### Your objective
The required lines are those that contain "only"; pull them out of the data and copy them.

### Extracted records

== Segment start ==

PR #12248, opened 2020-05-12
fix: typo in JSDoc for PG array operators

segeda:
In JSDoc are PG array operators with bad closing bracket

### DIFF
--- a/docs/manual/core-concepts/model-querying-basics.md
+++ b/docs/manual/core-concepts/model-querying-basics.md
@@ -427,14 +427,14 @@ Keep in mind, the provided range value can [define the bound inclusion/exclusion
 
 ```js
 [Op.contains]: 2,            // @> '2'::integer  (PG range contains element operator)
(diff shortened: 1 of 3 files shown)


docs/manual/core-concepts/model-querying-basics.md
```diff
@@ -427,14 +427,14 @@ Keep in mind, the provided range value can [define the bound inclusion/exclusion
 
 ```js
 [Op.contains]: 2,            // @> '2'::integer  (PG range contains element operator)
-[Op.contains]: [1, 2],       // @> [1, 2)        (PG range contains range operator)
```
sushantdhiman, line 430: These comments are correct, `[1,2)` signifies inclusive/exclusive bounds. Lower bound is inclusive and upper bound is exclusive by default

https://www.postgresql.org/docs/9.5/rangetypes.html

segeda: Thank you for clarification. I close PR

Issue #12266, opened 2020-05-17
Make sequelize correctly append table name to "having" clause


weagle08:
**Issue**
When creating a "having" clause sequelize does not currently split on dot notation or append the correct table name to the query.

*Example No.1:*

```
query.having = {
    amount: {
        [Op.gt]: fn('sum', col('payments.amount'))
    }
};

// this gives an "ambigous reference to column amount" error
```

*Example No.2*

```
query.having = {
    ['LeaseAgreement.amount']: {
        [Op.gt]: fn('sum', col('payments.amount'))
    }
};

// this gives a "column LeaseAgreement.amount does not exist" error
```

**Fix description**

The proposed fix simply treats the having clause as just part of the where appending the "HAVING" statement so that Example No.1 functions as expected.

PR #12267, opened 2020-05-17
fix "HAVING" statement to correctly prepend table name

weagle08:
Addresses issue #12266


weagle08:
needs to be done on v5

PR #12275, opened 2020-05-19
Fix tedious connect deprecation v5

UziTech:
#12182 backport to v5


UziTech:
I don't believe the failing tests have anything to do with my changes since it should only affect mssql and the failing test is on mariadb

PR #12281, opened 2020-05-20
fix(model destroy): Return 0 when options is truncate. 

### LINKED ISSUE #12164: Model.destroy returns NaN as destroyed count
### What are you doing?

Calling `destroy()` on `Model` in order to truncate table. Based on documentation this call should return `Promise<number>` with count of destroyed entries.

**Here is the link to the SSCCE for this issue:** https://github.com/papb/sequelize-sscce/pull/72 

Count of destroyed entries

`NaN is returned instead`

### Environment

- Sequelize version: 5.21.7
- Node.js version: v12 
- Operating System: macos
- If TypeScript related: TypeScript version: 3.8

- [x] I think this problem happens only for the following dialect(s): postgres, MySQL, mariadb

- [x] No, I don't have the time and I wouldn't even know how to start.

JuarezLustosa:
### Pull Request check-list

### Description of change

This close #12164.
 
I was debugging and realize, the [SSCE](https://github.com/papb/sequelize-sscce/pull/72) examples is passing truncate as an option. Therefore truncate on the database does not show affected rows so we can't return the value, thus I found the Postgres NaN in these cases.
 
- I changed the doc adding info about it when use truncate will no show rows affected only on Sqlite do this.
- Fixed Postgres rowCount when queryResult.rowCount isn't returning 
- Fixed MSsql  when data is empty return 0 on isBulkDeleteQuery

### DIFF
--- a/lib/dialects/mssql/query.js
+++ b/lib/dialects/mssql/query.js
@@ -214,7 +214,7 @@ class Query extends AbstractQuery {
       return data.length;
     }
     if (this.isBulkDeleteQuery()) {
-      return data[0] && data[0].AFFECTEDROWS;
+      return data[0] && data[0].AFFECTEDROWS || 0;
     }
     if (this.isVersionQuery()) {
       return data[0].version;
--- a/lib/dialects/mssql/query.js
+++ b/lib/dialects/mssql/query.js
@@ -214,7 +214,7 @@ class Query extends AbstractQuery {
       return data.length;
     }
     if (this.isBulkDeleteQuery()) {
-      return data[0] && data[0].AFFECTEDROWS || 0;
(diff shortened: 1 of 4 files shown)


lib/dialects/mssql/query.js
```diff
@@ -214,7 +214,7 @@ class Query extends AbstractQuery {
       return data.length;
     }
     if (this.isBulkDeleteQuery()) {
-      return data[0] && data[0].AFFECTEDROWS;
+      return data[0] && data[0].AFFECTEDROWS || 0;
```
sobrinho, line 217: Probably:

```suggestion
      return data[0] ? data[0].AFFECTEDROWS : 0;
```

JuarezLustosa: Nice one!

== Segment end ==

### Response to the exercise
I don't believe the failing tests have anything to do with my changes since it should only affect mssql and the failing test is on mariadb
- [x] I think this problem happens only for the following dialect(s): postgres, MySQL, mariadb
- I changed the doc adding info about it when use truncate will no show rows affected only on Sqlite do this.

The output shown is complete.